For each line in the data that includes "otherAnnotations", make a copy.

..........

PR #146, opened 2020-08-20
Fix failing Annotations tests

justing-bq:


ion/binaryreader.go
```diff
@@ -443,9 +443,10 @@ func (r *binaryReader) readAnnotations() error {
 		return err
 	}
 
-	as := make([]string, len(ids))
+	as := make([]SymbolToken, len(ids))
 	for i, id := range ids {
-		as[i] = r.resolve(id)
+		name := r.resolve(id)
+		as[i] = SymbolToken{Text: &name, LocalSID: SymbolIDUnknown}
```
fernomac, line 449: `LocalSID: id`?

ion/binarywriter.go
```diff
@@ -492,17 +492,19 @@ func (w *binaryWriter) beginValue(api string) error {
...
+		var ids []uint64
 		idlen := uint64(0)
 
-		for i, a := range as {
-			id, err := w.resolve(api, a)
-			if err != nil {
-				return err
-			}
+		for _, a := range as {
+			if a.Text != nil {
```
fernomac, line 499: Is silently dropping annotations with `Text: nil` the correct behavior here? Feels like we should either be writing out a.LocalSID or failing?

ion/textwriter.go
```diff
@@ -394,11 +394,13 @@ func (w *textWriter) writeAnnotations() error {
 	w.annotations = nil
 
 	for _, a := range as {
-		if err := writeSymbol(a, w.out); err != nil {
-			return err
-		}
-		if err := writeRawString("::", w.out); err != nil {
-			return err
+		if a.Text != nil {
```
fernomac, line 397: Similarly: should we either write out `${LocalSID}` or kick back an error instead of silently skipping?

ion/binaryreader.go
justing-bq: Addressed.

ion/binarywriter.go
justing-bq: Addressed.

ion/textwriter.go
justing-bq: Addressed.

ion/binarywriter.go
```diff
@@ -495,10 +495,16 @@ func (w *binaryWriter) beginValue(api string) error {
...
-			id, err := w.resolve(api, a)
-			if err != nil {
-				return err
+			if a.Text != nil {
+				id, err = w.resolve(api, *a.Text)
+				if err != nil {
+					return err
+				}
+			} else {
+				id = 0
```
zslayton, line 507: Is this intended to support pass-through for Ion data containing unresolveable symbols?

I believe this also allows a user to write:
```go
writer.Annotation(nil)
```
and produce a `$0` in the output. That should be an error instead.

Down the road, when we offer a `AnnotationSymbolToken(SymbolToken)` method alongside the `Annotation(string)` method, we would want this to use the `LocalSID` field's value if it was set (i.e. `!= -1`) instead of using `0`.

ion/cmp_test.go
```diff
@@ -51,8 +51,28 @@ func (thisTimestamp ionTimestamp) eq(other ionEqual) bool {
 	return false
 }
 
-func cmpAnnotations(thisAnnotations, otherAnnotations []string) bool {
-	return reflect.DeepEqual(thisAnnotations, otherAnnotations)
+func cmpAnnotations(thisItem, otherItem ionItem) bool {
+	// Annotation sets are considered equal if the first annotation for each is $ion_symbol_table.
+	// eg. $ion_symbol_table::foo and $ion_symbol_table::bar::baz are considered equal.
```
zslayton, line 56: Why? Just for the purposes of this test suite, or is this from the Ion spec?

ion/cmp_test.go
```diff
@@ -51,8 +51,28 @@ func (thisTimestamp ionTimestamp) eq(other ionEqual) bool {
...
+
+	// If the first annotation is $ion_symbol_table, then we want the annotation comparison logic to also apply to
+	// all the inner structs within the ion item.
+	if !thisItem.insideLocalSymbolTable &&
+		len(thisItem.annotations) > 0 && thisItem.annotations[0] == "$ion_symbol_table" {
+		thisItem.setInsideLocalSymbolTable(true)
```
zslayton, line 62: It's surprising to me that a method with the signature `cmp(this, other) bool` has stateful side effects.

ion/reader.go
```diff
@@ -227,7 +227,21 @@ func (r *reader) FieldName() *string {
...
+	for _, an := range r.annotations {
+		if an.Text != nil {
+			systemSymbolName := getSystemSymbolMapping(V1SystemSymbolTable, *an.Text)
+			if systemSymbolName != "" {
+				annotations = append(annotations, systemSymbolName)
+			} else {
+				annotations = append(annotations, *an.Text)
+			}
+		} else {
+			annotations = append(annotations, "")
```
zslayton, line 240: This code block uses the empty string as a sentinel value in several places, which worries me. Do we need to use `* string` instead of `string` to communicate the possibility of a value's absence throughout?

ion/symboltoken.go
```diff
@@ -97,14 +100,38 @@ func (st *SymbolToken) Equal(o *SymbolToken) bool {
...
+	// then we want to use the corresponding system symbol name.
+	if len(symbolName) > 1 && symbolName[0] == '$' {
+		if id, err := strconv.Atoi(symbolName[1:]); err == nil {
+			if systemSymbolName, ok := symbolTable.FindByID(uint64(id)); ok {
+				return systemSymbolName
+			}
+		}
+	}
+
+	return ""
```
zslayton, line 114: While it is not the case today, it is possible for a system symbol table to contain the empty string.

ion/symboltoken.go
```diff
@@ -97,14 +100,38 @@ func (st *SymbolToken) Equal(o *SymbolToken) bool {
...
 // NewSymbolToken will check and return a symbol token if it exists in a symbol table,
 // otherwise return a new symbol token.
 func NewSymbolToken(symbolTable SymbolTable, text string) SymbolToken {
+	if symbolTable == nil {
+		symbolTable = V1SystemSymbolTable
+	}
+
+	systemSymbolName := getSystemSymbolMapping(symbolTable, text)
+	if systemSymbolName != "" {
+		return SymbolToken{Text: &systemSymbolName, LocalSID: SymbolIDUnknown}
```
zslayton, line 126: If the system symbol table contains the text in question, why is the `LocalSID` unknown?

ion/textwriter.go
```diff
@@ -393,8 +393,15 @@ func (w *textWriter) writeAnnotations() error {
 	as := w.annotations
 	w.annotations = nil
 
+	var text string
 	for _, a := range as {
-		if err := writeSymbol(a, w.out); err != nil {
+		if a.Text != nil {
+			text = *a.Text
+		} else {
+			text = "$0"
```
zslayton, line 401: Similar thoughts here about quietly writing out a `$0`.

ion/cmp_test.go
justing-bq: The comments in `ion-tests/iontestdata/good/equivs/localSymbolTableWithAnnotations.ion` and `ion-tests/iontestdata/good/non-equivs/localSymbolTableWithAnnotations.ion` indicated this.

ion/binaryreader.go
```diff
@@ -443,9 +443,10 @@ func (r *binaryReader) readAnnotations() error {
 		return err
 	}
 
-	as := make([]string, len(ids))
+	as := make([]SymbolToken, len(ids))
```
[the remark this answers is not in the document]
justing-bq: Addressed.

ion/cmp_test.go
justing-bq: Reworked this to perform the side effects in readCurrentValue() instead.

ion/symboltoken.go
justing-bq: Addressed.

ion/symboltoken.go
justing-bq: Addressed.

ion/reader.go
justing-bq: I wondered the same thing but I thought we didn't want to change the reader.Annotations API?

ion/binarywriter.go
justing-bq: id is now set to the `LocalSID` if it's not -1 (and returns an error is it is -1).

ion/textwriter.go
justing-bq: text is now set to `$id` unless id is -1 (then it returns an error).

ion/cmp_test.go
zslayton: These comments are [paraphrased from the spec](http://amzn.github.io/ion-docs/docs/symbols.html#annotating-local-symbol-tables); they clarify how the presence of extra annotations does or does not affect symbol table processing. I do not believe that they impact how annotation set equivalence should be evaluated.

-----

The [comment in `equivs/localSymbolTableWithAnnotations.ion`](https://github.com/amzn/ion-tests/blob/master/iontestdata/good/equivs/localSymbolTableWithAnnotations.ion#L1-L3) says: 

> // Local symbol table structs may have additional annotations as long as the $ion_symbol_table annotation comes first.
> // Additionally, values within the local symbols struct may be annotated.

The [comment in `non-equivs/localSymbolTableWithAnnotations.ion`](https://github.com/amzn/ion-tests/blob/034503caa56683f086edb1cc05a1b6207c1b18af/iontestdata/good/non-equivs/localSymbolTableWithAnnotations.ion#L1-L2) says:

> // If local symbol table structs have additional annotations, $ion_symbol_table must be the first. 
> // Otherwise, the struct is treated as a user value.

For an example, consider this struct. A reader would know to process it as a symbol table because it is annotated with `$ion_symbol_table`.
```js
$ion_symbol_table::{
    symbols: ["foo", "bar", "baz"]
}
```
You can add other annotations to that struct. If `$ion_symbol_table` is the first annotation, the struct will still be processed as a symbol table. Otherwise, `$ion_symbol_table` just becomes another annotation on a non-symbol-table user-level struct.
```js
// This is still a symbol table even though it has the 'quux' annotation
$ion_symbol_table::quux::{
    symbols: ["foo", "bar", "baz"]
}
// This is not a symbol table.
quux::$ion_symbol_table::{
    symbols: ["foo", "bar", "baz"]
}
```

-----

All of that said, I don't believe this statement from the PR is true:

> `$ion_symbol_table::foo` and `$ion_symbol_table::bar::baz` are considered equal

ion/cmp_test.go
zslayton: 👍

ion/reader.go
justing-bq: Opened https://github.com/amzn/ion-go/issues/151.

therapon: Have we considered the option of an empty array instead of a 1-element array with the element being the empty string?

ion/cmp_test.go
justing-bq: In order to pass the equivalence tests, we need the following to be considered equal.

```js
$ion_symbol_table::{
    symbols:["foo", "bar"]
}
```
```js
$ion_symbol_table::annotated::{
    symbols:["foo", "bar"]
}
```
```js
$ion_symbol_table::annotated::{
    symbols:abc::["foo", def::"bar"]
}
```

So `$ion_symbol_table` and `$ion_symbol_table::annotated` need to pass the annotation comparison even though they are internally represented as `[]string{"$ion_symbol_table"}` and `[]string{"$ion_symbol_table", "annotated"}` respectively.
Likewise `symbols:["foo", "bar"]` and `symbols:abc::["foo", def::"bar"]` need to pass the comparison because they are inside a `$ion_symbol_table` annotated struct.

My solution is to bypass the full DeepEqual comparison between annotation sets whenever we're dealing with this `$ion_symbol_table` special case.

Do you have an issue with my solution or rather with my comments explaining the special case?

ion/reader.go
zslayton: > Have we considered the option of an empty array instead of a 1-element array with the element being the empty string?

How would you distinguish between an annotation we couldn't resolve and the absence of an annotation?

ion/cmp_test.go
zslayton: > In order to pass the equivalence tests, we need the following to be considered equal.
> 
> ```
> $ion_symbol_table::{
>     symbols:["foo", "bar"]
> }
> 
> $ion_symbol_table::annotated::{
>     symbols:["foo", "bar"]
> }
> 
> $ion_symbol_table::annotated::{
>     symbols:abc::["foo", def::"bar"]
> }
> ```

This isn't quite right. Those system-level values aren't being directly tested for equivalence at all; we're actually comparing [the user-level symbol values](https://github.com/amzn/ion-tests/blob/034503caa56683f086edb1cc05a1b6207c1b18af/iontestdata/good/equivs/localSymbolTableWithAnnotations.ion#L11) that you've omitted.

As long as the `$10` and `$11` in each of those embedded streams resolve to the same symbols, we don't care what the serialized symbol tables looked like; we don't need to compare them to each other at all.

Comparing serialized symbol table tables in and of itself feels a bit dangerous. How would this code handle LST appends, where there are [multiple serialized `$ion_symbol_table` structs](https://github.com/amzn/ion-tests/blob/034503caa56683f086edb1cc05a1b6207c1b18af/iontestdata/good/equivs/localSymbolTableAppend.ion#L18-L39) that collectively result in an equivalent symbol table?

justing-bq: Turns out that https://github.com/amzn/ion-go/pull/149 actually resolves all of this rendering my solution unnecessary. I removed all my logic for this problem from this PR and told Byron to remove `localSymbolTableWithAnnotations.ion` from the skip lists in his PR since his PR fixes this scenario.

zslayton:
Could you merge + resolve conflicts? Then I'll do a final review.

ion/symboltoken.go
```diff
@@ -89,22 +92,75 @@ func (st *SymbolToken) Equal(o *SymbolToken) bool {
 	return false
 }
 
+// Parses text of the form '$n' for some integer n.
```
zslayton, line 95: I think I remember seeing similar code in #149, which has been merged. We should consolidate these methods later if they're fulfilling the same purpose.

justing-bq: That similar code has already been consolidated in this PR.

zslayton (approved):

..........

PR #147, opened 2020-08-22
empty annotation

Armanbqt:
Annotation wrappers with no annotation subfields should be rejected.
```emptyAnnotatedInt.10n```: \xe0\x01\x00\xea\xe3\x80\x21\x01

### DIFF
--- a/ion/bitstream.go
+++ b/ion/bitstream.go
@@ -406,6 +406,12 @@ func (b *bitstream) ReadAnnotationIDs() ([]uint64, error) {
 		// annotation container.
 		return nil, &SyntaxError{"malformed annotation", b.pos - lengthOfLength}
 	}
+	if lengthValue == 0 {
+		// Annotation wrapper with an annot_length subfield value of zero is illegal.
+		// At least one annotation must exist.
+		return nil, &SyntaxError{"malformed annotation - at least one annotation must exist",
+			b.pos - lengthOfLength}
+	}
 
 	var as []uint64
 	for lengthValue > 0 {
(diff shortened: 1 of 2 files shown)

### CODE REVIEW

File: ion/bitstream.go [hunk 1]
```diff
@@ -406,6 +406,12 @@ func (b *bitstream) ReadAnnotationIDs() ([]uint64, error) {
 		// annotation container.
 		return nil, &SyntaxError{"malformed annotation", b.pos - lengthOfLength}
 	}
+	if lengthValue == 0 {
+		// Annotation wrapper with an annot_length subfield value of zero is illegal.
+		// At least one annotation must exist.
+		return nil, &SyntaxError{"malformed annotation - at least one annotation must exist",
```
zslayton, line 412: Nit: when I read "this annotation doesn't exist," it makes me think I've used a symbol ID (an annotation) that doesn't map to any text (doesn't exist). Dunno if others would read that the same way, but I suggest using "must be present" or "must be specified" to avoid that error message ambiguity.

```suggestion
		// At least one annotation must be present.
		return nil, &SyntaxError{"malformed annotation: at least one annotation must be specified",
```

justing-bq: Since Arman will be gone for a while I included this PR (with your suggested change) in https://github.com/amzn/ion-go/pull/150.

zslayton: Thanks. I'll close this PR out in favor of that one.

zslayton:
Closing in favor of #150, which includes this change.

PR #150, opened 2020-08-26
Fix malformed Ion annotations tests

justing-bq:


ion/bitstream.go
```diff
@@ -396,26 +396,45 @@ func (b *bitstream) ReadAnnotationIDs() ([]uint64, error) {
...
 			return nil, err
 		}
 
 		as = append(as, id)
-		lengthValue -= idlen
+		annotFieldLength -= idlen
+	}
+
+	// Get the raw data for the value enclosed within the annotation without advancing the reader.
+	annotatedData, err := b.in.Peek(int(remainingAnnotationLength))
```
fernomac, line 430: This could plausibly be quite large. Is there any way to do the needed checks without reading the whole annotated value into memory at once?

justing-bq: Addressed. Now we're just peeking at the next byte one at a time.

..........

Exercise response>
-func cmpAnnotations(thisAnnotations, otherAnnotations []string) bool {
-	return reflect.DeepEqual(thisAnnotations, otherAnnotations)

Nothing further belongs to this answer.